## EXERCISE PROMPT
Output exactly, with nothing added, the entries from the first line through the line with "resolveAlias?: boolean): string".
[Opening DATA TO USE section]
PR #656, opened 2017-11-14
Only resolve aliases when emitting typedefs.

mprobst:
This is based on PR #654, please only review the last commit.

### DIFF
--- a/src/tsickle.ts
+++ b/src/tsickle.ts
@@ -492,8 +492,10 @@ class ClosureRewriter extends Rewriter {
    * @param context The ts.Node containing the type reference; used for resolving symbols
    *     in context.
    * @param type The type to translate; if not provided, the Node's type will be used.
+   * @param resolveAlias If true, do not emit aliases as their symbol, but rather as the resolved
+   *     type underlying the alias. This should be true only when emitting the typedef itself.
    */
-  typeToClosure(context: ts.Node, type?: ts.Type): string {
+  typeToClosure(context: ts.Node, type?: ts.Type, resolveAlias?: boolean): string {
     if (this.host.untyped) {
       return '?';
     }
@@ -502,7 +504,7 @@ class ClosureRewriter extends Rewriter {
     if (!type) {
       type = typeChecker.getTypeAtLocation(context);
     }
-    return this.newTypeTranslator(context).translate(type);
+    return this.newTypeTranslator(context).translate(type, resolveAlias);
   }
 
   newTypeTranslator(context: ts.Node) {
@@ -1396,7 +1398,8 @@ class Annotator extends ClosureRewriter {
     this.newTypeTranslator(node).blacklistTypeParameters(
         this.symbolsToAliasedNames, node.typeParameters);
 
-    this.emit(`\n/** @typedef {${this.typeToClosure(node)}} */\n`);
+    const typeStr = this.typeToClosure(node, undefined, true /* resolveAlias */);
+    this.emit(`\n/** @typedef {${typeStr}} */\n`);
     if (hasModifierFlag(node, ts.ModifierFlags.Export)) {
       this.emit('exports.');
     } else {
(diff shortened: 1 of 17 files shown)


src/type-translator.ts
```diff
@@ -125,10 +125,10 @@ export function symbolToDebugString(sym: ts.Symbol): string {
 /** TypeTranslator translates TypeScript types to Closure types. */
 export class TypeTranslator {
   /**
-   * A list of types we've encountered while emitting; used to avoid getting stuck in recursive
-   * types.
+   * A list of type literals we've encountered while emitting; used to avoid getting stuck in
+   * recursive types.
    */
-  private readonly seenTypes: ts.Type[] = [];
+  private readonly seenTypeLiterals: ts.Type[] = [];
```
evmar: You can use a Set<> here.

test_files/type_alias_imported/type_alias_exporter.ts
```diff
@@ -0,0 +1,3 @@
+export class X { private x: string; }
+export class Y { private x: string; }
+export type XY = X|Y;
```
evmar: Docs in here about what this is looking for are again helpful.

src/type-translator.ts
mprobst: I stumbled over that, and was wondering if you used an array on purpose given these are very likely never more than one or two types.

test_files/type_alias_imported/type_alias_exporter.ts
mprobst: Done.

src/tsickle.ts
```diff
@@ -1128,6 +1128,18 @@ class Annotator extends ClosureRewriter {
...
+      // module because it's only used in type positions, the JSDoc comments still reference a valid
+      // Closure level symbol.
+      const sym = this.typeChecker.getSymbolAtLocation(decl.moduleSpecifier);
+      if (!sym) {
+        return true;  // modules might not have a symbol if they are unused.
+      }
+      // forwardDeclare all symbols that can be imported from the module.
+      const namedSyms =
+          this.typeChecker.getExportsOfModule(sym).map(sym => ({name: sym.name, sym}));
+      this.forwardDeclare(decl.moduleSpecifier, namedSyms, false);
```
evmar: Does this mean any module that imports @angular/core ends up with a forwardDeclare line per function in the angular API?

test_files/import_prefixed/import_prefixed_mixed.ts
```diff
@@ -0,0 +1,4 @@
+import * as exporter from './exporter';
+
+let someVar: exporter.TypeExport;
```
evmar: Comment in these files about what property you're looking for.

test_files/type_and_value/type_and_value.js
```diff
@@ -7,13 +7,14 @@ goog.module('test_files.type_and_value.type_and_value');var module = module || {
  */
 
 var conflict = goog.require('test_files.type_and_value.module');
+const tsickle_forward_declare_1 = goog.forwardDeclare("test_files.type_and_value.module");
```
evmar: I wonder if the relative order of goog.require / goog.forwardDeclare matters.

src/tsickle.ts
mprobst: No. We emit one `forwardDeclare` (as you can see in the test), but then set all symbols exported by that module to be aliased to `tsickle_forward_declare_X.TheSymbolName`.

test_files/type_and_value/type_and_value.js
mprobst: I don't think so. Fingers crossed.

test_files/import_prefixed/import_prefixed_mixed.ts
mprobst: Done.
[Closing DATA TO USE section]
## SOLUTION TO THIS TASK
PR #656, opened 2017-11-14
Only resolve aliases when emitting typedefs.

mprobst:
This is based on PR #654, please only review the last commit.

### DIFF
--- a/src/tsickle.ts
+++ b/src/tsickle.ts
@@ -492,8 +492,10 @@ class ClosureRewriter extends Rewriter {
    * @param context The ts.Node containing the type reference; used for resolving symbols
    *     in context.
    * @param type The type to translate; if not provided, the Node's type will be used.
+   * @param resolveAlias If true, do not emit aliases as their symbol, but rather as the resolved
+   *     type underlying the alias. This should be true only when emitting the typedef itself.
    */
-  typeToClosure(context: ts.Node, type?: ts.Type): string {
+  typeToClosure(context: ts.Node, type?: ts.Type, resolveAlias?: boolean): string {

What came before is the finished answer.